- Genre: Police procedural Drama
- Created by: David E. Kelley
- Based on: Avraham Avraham by Dror Mishani
- Starring: Jeff Wilbusch; Juliana Canfield; Karen Robinson; Michael Mosley; Tony Curran;
- Country of origin: United States
- Original language: English
- No. of seasons: 1
- No. of episodes: 8

Production
- Executive producers: Barry Levinson; David E. Kelley; Jason Horwitch; Avi Nir; Alon Shtruzman;
- Production companies: Keshet Studios; David E. Kelley Productions; Universal Television;

Original release
- Network: Peacock
- Release: November 10, 2022

= The Calling (TV series) =

American crime procedural drama television series

The Calling is an American crime procedural drama television series created by David E. Kelley for Peacock. It is adapted from Dror Mishani's 2011 novel The Missing File.
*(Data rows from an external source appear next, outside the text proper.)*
PR #260, opened 2025-05-28
Transform Linearly Located Imodels

DanRod1999:
Creates transform that can be applied to spatial elements when cloning a src imodel into target with different ECEF locations.

### DIFF
--- a/packages/transformer/src/IModelExporter.ts
+++ b/packages/transformer/src/IModelExporter.ts
@@ -293,6 +293,8 @@ export class IModelExporter {
   private _progressCounter: number = 0;
   /** Optionally cached entity change information */
   private _sourceDbChanges?: ChangedInstanceIds;
+  /** A flag that determines if spatial elements should be transformed if the src and target ECEF's of the imodels differ */
+  public linearlyTransformSpatialElements: boolean = false;
 
   /**
    * Retrieve the cached entity change information.
--- a/packages/transformer/src/IModelExporter.ts
+++ b/packages/transformer/src/IModelExporter.ts
@@ -293,10 +293,6 @@ export class IModelExporter {
   private _progressCounter: number = 0;
   /** Optionally cached entity change information */
   private _sourceDbChanges?: ChangedInstanceIds;
-  /** A flag that determines if spatial elements in the source db should be transformed if source and target ECEF's of the imodels differ
-   * @note This flag should only be used if imodels are linearly located
-   */
-  public alignECEFLocations: boolean = false;
 
   /**
    * Retrieve the cached entity change information.
--- a/packages/transformer/src/IModelExporter.ts
+++ b/packages/transformer/src/IModelExporter.ts
@@ -293,8 +293,10 @@ export class IModelExporter {
   private _progressCounter: number = 0;
   /** Optionally cached entity change information */
   private _sourceDbChanges?: ChangedInstanceIds;
-  /** A flag that determines if spatial elements should be transformed if the src and target ECEF's of the imodels differ */
-  public linearlyTransformSpatialElements: boolean = false;
+  /** A flag that determines if spatial elements in the source db should be transformed if source and target ECEF's of the imodels differ
+   * @note This flag should only be used if imodels are linearly located
+   */
+  public alignECEFLocations: boolean = false;
 
   /**
    * Retrieve the cached entity change information.
--- a/packages/transformer/src/IModelTransformer.ts
+++ b/packages/transformer/src/IModelTransformer.ts
@@ -380,6 +380,10 @@ export class IModelTransformer extends IModelExportHandler {
   public readonly targetDb: IModelDb;
   /** The IModelTransformContext for this IModelTransformer. */
   public readonly context: IModelCloneContext;
+  /** The transform to be applied to the placement of spatial elements when source and target db have different ECEF locations
+   * @note transform can only be used when source and target are linearly located imodels
+   */
+  public ecefTransform?: Transform;
   private _syncType?: SyncType;
 
   /** The Id of the Element in the **target** iModel that represents the **source** repository as a whole and scopes its [ExternalSourceAspect]($backend) instances. */
@@ -1574,7 +1578,7 @@ export class IModelTransformer extends IModelExportHandler {
     }
 
     if (
-      this.exporter.linearlyTransformSpatialElements === true &&
+      this.ecefTransform !== undefined &&
       sourceElement instanceof GeometricElement3d
     ) {
       // can check the sourceElement since this IModelTransformer does not remap classes
@@ -1582,9 +1586,8 @@ export class IModelTransformer extends IModelExportHandler {
         (targetElementProps as GeometricElement3dProps).placement
       );
 
-      const ecefTransform = this.getEcefTransform(this.sourceDb, this.targetDb);
       if (placement.isValid) {
-        placement.multiplyTransform(ecefTransform);
+        placement.multiplyTransform(this.ecefTransform);
         (targetElementProps as GeometricElement3dProps).placement = placement;
       }
     }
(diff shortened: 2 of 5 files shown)


packages/transformer/src/IModelExporter.ts
```diff
@@ -293,6 +293,8 @@ export class IModelExporter {
   private _progressCounter: number = 0;
   /** Optionally cached entity change information */
   private _sourceDbChanges?: ChangedInstanceIds;
+  /** A flag that determines if spatial elements should be transformed if the src and target ECEF's of the imodels differ */
+  public linearlyTransformSpatialElements: boolean = false;
```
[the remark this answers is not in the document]
ben-polinsky: Should the name convey what you write in the comment, that the transform is because the ECEFs differ?
`alignECEFLocations`?

packages/transformer/src/IModelTransformer.ts
```diff
@@ -1571,9 +1572,65 @@ export class IModelTransformer extends IModelExportHandler {
         targetElementProps.jsonProperties.Subject.Job = undefined;
       }
     }
+
+    if (
+      this.exporter.linearlyTransformSpatialElements === true &&
```
ben-polinsky, line 1577: won't `this.exporter.linearlyTransformSpatialElements` suffice?

packages/transformer/src/test/standalone/GeoLocationTransform.test.ts
```diff
@@ -0,0 +1,193 @@
...
+    dbName: string,
+    numElements: number = 1,
+    color: string = "red"
+  ): SnapshotDb {
+    const dbFileName = initOutputFile(`${dbName}.bim`);
+    const imodelDb = SnapshotDb.createEmpty(dbFileName, {
+      rootSubject: { name: dbName },
+      ecefLocation: ecef,
+    });
+    imodelDb.setEcefLocation(ecef);
```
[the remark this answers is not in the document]
tcobbs-bentley: https://github.com/iTwin/itwinjs-core/blob/5b3fd1f0e410d9ea677b66b4004b8ef13e53d3e8/core/backend/src/IModelDb.ts#L3519-L3520

packages/transformer/src/IModelTransformer.ts
```diff
@@ -1571,9 +1572,65 @@ export class IModelTransformer extends IModelExportHandler {
...
+      sourceElement instanceof GeometricElement3d
+    ) {
+      // can check the sourceElement since this IModelTransformer does not remap classes
+      const placement = Placement3d.fromJSON(
+        (targetElementProps as GeometricElement3dProps).placement
+      );
+
+      const ecefTransform = this.getEcefTransform(this.sourceDb, this.targetDb);
```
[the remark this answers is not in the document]
DanRod1999: I corrected this by creating a new optional attribute in the IModelTransformer class and setting the attribute during `process()`. Not sure if this is the best/correct solution, but it does resolve this redundant calculation. I don't want to add unnecessary attributes, but can't think of a more appropriate solution.

ben-polinsky (approved):

packages/transformer/src/IModelTransformer.ts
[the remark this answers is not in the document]
DanRod1999: Ah I missed the `IModelTransformOptions` class. Probably better to move my alignEcefLocation there instead of in the exporter? I'll see what that looks like, but atm that seems much more appropriate.

packages/transformer/src/IModelTransformer.ts
```diff
@@ -1571,9 +1585,69 @@ export class IModelTransformer extends IModelExportHandler {
...
   }
 
+  /**
+   * Calculate the transform between two ECEF locations
+   * @param srcDb
+   * @param targetDb
+   * @returns Transform that converts relative coordinates in the source iModel to relative coordinates in the target iModel.
+   * @note This can only be used if both source and target iModels are linearly located
+   */
+  public getEcefTransform(srcDb: IModelDb, targetDb: IModelDb): Transform {
```
ben-polinsky, line 1613: nit: the `get` prefix keeps bothering me because it feels like you're getting something from the Transformer, rather than computing something from two iModels... `calculateEcefTransform`? Please disregard if you hate this.

ben-polinsky (dismissed):

ben-polinsky (approved):

ben-polinsky (dismissed):

packages/transformer/src/IModelTransformer.ts
```diff
@@ -1571,9 +1585,72 @@ export class IModelTransformer extends IModelExportHandler {
...
       }
     }
+
+    if (
+      this.ecefTransform !== undefined &&
+      sourceElement instanceof GeometricElement3d
+    ) {
+      // can check the sourceElement since this IModelTransformer does not remap classes
+      const placement = Placement3d.fromJSON(
+        (targetElementProps as GeometricElement3dProps).placement
```
mindaugasdirg, line 1595: Maybe it's worth to check that targetElementProps are `geometricElement3dProps` in case someone decides to use `this.context.remapClass` to remap geometric element to something else.

packages/transformer/src/IModelTransformer.ts
```diff
@@ -1571,9 +1585,72 @@ export class IModelTransformer extends IModelExportHandler {
...
+   */
+  public calculateEcefTransform(
+    srcDb: IModelDb,
+    targetDb: IModelDb
+  ): Transform {
+    const srcEcefLoc = srcDb.ecefLocation;
+    const targetEcefLoc = targetDb.ecefLocation;
+
+    if (
+      srcDb.geographicCoordinateSystem !== undefined &&
```
mindaugasdirg, line 1621: Probably or (`||`) should be used here since check won't pass if one of the coordinate systems is defined

mindaugasdirg (changes requested):

packages/transformer/src/IModelTransformer.ts
DanRod1999: not sure how to properly check for this. Tried
```
      if(targetElementProps.classFullName !== GeometricElement3d.classFullName) {
        throw new IModelError(
          IModelStatus.WrongElement,
          `Expected GeometricElement3dProps, got ${targetElementProps.classFullName}`
        );
```
but threw
`Wrong Element: Expected GeometricElement3dProps, got Generic:PhysicalObject`
Is there a correct way to go about this. Is checking the instance of the target element (similar to how we check the src) enough?
`sourceElement instanceof GeometricElement3d`

tcobbs-bentley: I see that `GeometricElement3dProps` is an interface, so `instanceof` won't work.

DanRod1999: this: `targetElementProps instanceof GeometricElement3dProps`
gives the error
'GeometricElement3dProps' only refers to a type, but is being used as a value here.ts(2693)

tcobbs-bentley: You can create a function named `isGeometricElement3dProps` using Typescript [type predicates](https://www.typescriptlang.org/docs/handbook/2/narrowing.html#using-type-predicates). The function will be more complicated than their example, but it shouldn't be _too_ bad.

ben-polinsky: We've kinda run into this before and decided to check `z` on placement...

tcobbs-bentley: Actually, what you really want is to check that `placement` is defined, and that it implements `Placement3dProps`. Creating a type predicate for `isPlacement3dProps` would be significantly easier than what I suggested above.

DanRod1999: we do have an isPlacement3dProps, but in order to call it my targetElementProps does need a valid placement, so I can use that, but it would kinda just switch around the current logic. I'll look into it and see if one is more reasonable than the other

DanRod1999: @mindaugasdirg do you still want some kind of change for this?

mindaugasdirg: I think we can leave it with current checks. My worry was that somebody will remap GeometricElement3d to non geometric element, but in real scenario that shouldn't be a valid remap because of other issues.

All eight episodes of the first season premiered on November 10, 2022.

==Premise==
Detective Avraham Avraham, a New York police detective and religious Jew, has a special knack for solving crimes.

==Characters==
- Jeff Wilbusch as Detective Avraham Avraham
- Juliana Canfield as Detective Janine Harris
- Karen Robinson as Captain Kathleen Davies
- Michael Mosley as Detective Earl Malzone
- Tony Curran as John Wentworth
- Noel Fisher as Zack Miller

==Episodes==

| No. | Title | Directed by | Written by | Original release date |
|---|---|---|---|---|
| 1 | "He's Gone" | Barry Levinson | David E. Kelley | November 10, 2022 |
| 2 | "The Knowing" | Barry Levinson | David E. Kelley | November 10, 2022 |
| 3 | "The Horror" | Ali Selim | David E. Kelley | November 10, 2022 |
| 4 | "The Break" | Martha Mitchell | David E. Kelley | November 10, 2022 |
| 5 | "Shomer" | Lisa Robinson | Jonathan Shapiro | November 10, 2022 |
| 6 | "The Pursuers" | Alonso Alvarez | Jason Horwitch | November 10, 2022 |
| 7 | "The Hand of Diligent" | Erin Feeley | Jonathan Shapiro | November 10, 2022 |
| 8 | "Blameless and Upright" | Michael Slovis | Jonathan Shapiro & Jason Horwitch | November 10, 2022 |

==Production==
In October 2021, it was announced that Peacock had given a straight to series order to The Missing from David E. Kelley based on Dror Mishani's novel The Missing File. The next month, it was announced that Jeff Wilbusch would play the lead character, Avraham Avraham.

== Reception ==
The review aggregator website Rotten Tomatoes reported a 25% approval rating with an average rating of 5.7/10, based on 12 critic reviews. The website's critics consensus reads, "Hollowing out an intriguing idea with simpleminded execution, this rote spiritual procedural goes to prove that some callings aren't worth answering." Metacritic, which uses a weighted average, assigned a score of 42 out of 100 based on 9 critics, indicating "mixed or average reviews".